# Alien's real unsung star was Jones the cat.



## ErikB (Nov 5, 2016)

For all of the crazy happenings between the alien and the crew members if you think about it it was really Jones the cat on the original "Alien" that played some of the most vital roles both against and for the crew.

Jones gives their motion detectors the first false reading and after scaring the hell out of them and racing off it is the hunt for Jones that lures Brett into the encounter with the now full sized alien. 

Later Ripley is delayed in her cryo sleep because of trying to settle down Jones and the cat draws the alien's attention spurring Ripley into action.

While he might not have been the show stopper, the cat set up the scene for a lot of tension and the ultimate survival of the last person. Hats off to Jones the cat.


----------



## J Riff (Nov 6, 2016)

Good Kitty! You warn me if there's a big spacebug in the house. .. Kitty? ... KittEEEEEEEEEEEEEEEEEEEE..*


----------



## Cat's Cradle (Nov 6, 2016)

Hah! Interesting thought, Erik! Also, Ripley goes back to retrieve Jonesey after hearing him on the ship's intercom (my wife and I - cat lovers both - always say we'd have gone back for a kitty under similar circumstances...easy to say when we'll - hopefully - never be in that sort of situation.). CC


----------



## ErikB (Nov 6, 2016)

The cat made all the difference. It speaks to us. Plus I don't think Ridley Scott would have gotten as good a reaction if the cat had died or been left behind.

Most people are okay with the six humans dying. But not the cat!


----------



## BAYLOR (Nov 6, 2016)

My problem with Jones is that he saw the Alien sneaking up on Brett and didn't try to save him. He just sat there and watched.


----------



## Toby Frost (Nov 6, 2016)

Also, the Alien had the chance to kill Jones when it looked at him in his box. I have a suspicion that it recognised a kindred spirit.
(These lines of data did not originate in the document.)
PR #152, opened 2022-09-07
Abhi/fix ulimits

pretentious7:
This PR brings back the cpu ulimit, cpu_period, and cpu_quota.
To do so, I've added an optional ResourceLimits field to SpawnRequest of the form:
```rust
ResourceLimits {
    cpu_period: Duration,
    cpu_period_percent: u8,
    cpu_time_limit: Duration
}
```
(The defaults for this field are a 30 min ulimit and a 100 ms cpu_period with 100% cpu_period_percent)

This PR is still in draft, I'll add tests tomorrow, and run manually on staging to ensure no regressions re: jupyterlab etc. just wanted thoughts on the message schema.

### DIFF
--- a/core/src/messages/agent.rs
+++ b/core/src/messages/agent.rs
@@ -6,7 +6,7 @@ use bollard::{auth::DockerCredentials, container::LogOutput, container::Stats};
 use chrono::{DateTime, Utc};
 use serde::{Deserialize, Serialize};
 use serde_with::serde_as;
-use serde_with::{DurationMicroSeconds, DurationSeconds};
+use serde_with::DurationSeconds;
 use std::{collections::HashMap, net::IpAddr, str::FromStr, time::Duration};
 
 #[derive(Serialize, Deserialize, Debug)]
@@ -243,7 +243,8 @@ pub struct SpawnRequest {
     pub credentials: Option<DockerCredentials>,
 
     /// Resource limits
-    pub resource_limits: Option<ResourceLimits>,
+    #[serde(default = "ResourceLimits::default")]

"Once I've eaten most of the crew you can finish them off."
"Cheers mate. Is it still canned food if they're in spacesuits?"


----------



## BAYLOR (Nov 6, 2016)

Toby Frost said:


> Also, the Alien had the chance to kill Jones when it looked at him in his box. I have a suspicion that it recognised a kindred spirit.
> 
> "Once I've eaten most of the crew you can finish them off."
> "Cheers mate. Is it still canned food if they're in spacesuits?"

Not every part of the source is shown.